"Two clicks out. Quadrant C. Approximate posit X-ray X-ray 112".

My eyes roamed the map, locating the coordinates the radioman had just spurted out to me. Couldn't even be bothered to look up from his screen. Not that I needed, nor really even wanted him to. I hated the way a radioman's bionic eyes looked. Granted, there was no other way for them to perform there complex jobs, but I couldn't get over their electric blue gaze. Something about not having pupils offended my sensibilities. I heard some radiomen got so used to them that even after their term was up and they had earned their franchise, they opted to keep the bionics instead of the nice lab created eyes they could get, free of charge of course. Ironic really considering I was attached to K-9 Unit 7, the Wiley Wolves. How a man who shares a symbiotic relationship to a bionically engineered German shepherd could be uncomfortable around a man with electronic eyes will forever remain one of life's great mysteries. Finding what I was looking for on the map I snapped a none too sharp salute.

"Quadrant C, X-ray X-ray 112 aye sir. Standing by to commence patrol."

"Commence", the radioman responded, not so much as looking up from his screen.

I made my way out of the prefabricated command post into what would have been considered a perfect spring morning back on earth. Here on Peroria it was considered pretty much the same thing, only with the entire landscape cast in sharp shades of violet. The pre-brief had something about reverse photosynthesis and oxidation. I knew I could safely breathe the air and be outside in my normal scout suit without being overly hot or cold which was good enough for me. My Neo, Kate, was waiting for me outside the tent.

"What is wrong" she said, looking up at me with her intelligent brown eyes. Her own loping trot easily matched mine, scouting suit and all.

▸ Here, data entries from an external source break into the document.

PR #1087, opened 2020-07-05
fix aggressive loop optimizations

ipatix:
Previously, aggressive loop optimizations with a new compiler were not
possible due to undefined behaviour at end of arrays.

A macro "UBFIX" is added to allow ifdefs for fixes which resolve
undefined behavior. For example newer GCC versions will detect various
bugs in the original game code and will otherwise not compile with -Werror.

### DIFF
--- a/src/slot_machine.c
+++ b/src/slot_machine.c
@@ -384,7 +384,7 @@ static const u16 gSlotPayouts[];
 static const u8 *const gUnknown_083EDCE4;
 static const u8 *const gUnknown_083EDCDC;
 static const u32 gReelTimeGfx[];
-static const struct SpriteSheet gSlotMachineSpriteSheets[];
+static const struct SpriteSheet gSlotMachineSpriteSheets[22];
 static const struct SpritePalette gSlotMachineSpritePalettes[];
 static const u16 *const gUnknown_083EDE20;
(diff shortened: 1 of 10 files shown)


src/slot_machine.c
```diff
@@ -6727,15 +6727,12 @@ static const struct SpriteSheet gSlotMachineSpriteSheets[] =
...
-    {0, 0, 0, 0, 0, 2, 19}, 
-    {0, 0, 0, 0, 0, 3, 20}, 
-    {0, 0, 0, 0, 0, 3, 21}, 
-    {0, 0, 0, 0, 0, 0,  0}
+    // the data for these sheets is determined at runtime
+    { .data = NULL, .size = 0x200, .tag = 18 },
+    { .data = NULL, .size = 0x200, .tag = 19 },
+    { .data = NULL, .size = 0x300, .tag = 20 },
+    { .data = NULL, .size = 0x300, .tag = 21 },
+    { .data = NULL, .size = 0x0, .tag = 0 },
```
PikalaxALT, line 6735: Terminator element does not need explicit field initializers.

ipatix: Well, yes. I mainly wrote it like that due to readability.
Should I remove the last line?

ipatix:
Updated.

"You know how much I hate this place" I said under my breath. She snorted, though a casual passerby would have taken it for a sneeze. Kate knew my feelings, knew that I wanted to be on the front lines, putting our training to use instead of running these boring scouting missions that amounted to no more than busy work.

She put her powerfully muscled body between the armory and myself. She rose in what was a beautifully controlled ascent for an animal who normally works on all fours and placing a paw on each shoulder looked into my eyes. I was always amazed by the depth of intelligence I saw in those eyes. I never regretted joining the 9's.

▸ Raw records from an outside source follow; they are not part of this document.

PR #1090, opened 2020-07-09
Made documentation more readable

Ryuhouji:
-Snip- Finished the correct PR, updated 'delay' macro and made the documentation more digestible.

### DIFF
--- a/asm/macros/event.inc
+++ b/asm/macros/event.inc
@@ -274,15 +274,17 @@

"We do work", she stated simply, and this I could not argue. At the end of the day we do what we do because the federation asks it of us. That's enough. It has to be. The service wasn't forced upon you. It was something you had to want. Anyone could serve their two years doing some menial labor and earn their franchise. Some thing's such as, pilot training, mobile infantry, and of course the K-9 units required more dedication. It took almost two years just to match a handler with their Neo and train them up. We served a minimum six year term. I wasn't worried about being a citizen. I could care less whether or not I was able to vote. I wanted a Neo, wanted to belong in that elite group.

It took a special kind of man or woman to be a in the K-9 unit, to take on the burden of the symbiotic relationship that would develop between a handler and there Neo. A Neo was altered, changed, made into more than any dog would ever have evolved into. They were six times as smart as an ordinary dog, could speak, and were possessed of amazing strength and reflexes. Kate's shoulder came almost to my chest when I wasn't suited up. Her mouth could have fit my entire head with room to spare, and she could easily snap a human bone with her powerful jaws. She was faster, stronger, and more intelligent than any animal that had yet been discovered. She looked a lot like a giant German shepherd, with the same coloring and markings that identified her less evolved kin. She had Bionic implants in her eyes and ears which were thankfully not as obvious as say, I don't know, a radioman's. She was my partner, more than a dog or even a friend, and only slightly less than a lover, though I did love her, and she I.

My only true fear in this world was something happening to her. The first thing they do with prospective handler candidates is to make them observe a handler who has recently lost their Neo. It's terrifying, sobering, and hauntingly beautiful, all at once. I couldn't do it. I had told them I could, I had to in order to move through the program but in my heart of hearts I knew when Kate bought it, I wouldn't be far behind.